Saved data entries:

PR #306, opened 2020-02-16
fix byte-compile errors

yunhao94:
Recently introduced evil-collection-ebuku.el and evil-collection-dashboard.el require third-party packages directly, which causes byte-compile error when install from MELPA.

----

#


jojojames:
Nice, thanks!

**Brief:**
How many lines in these records hold the string "compile"? Reply with the number alone.

**Answer box:**
2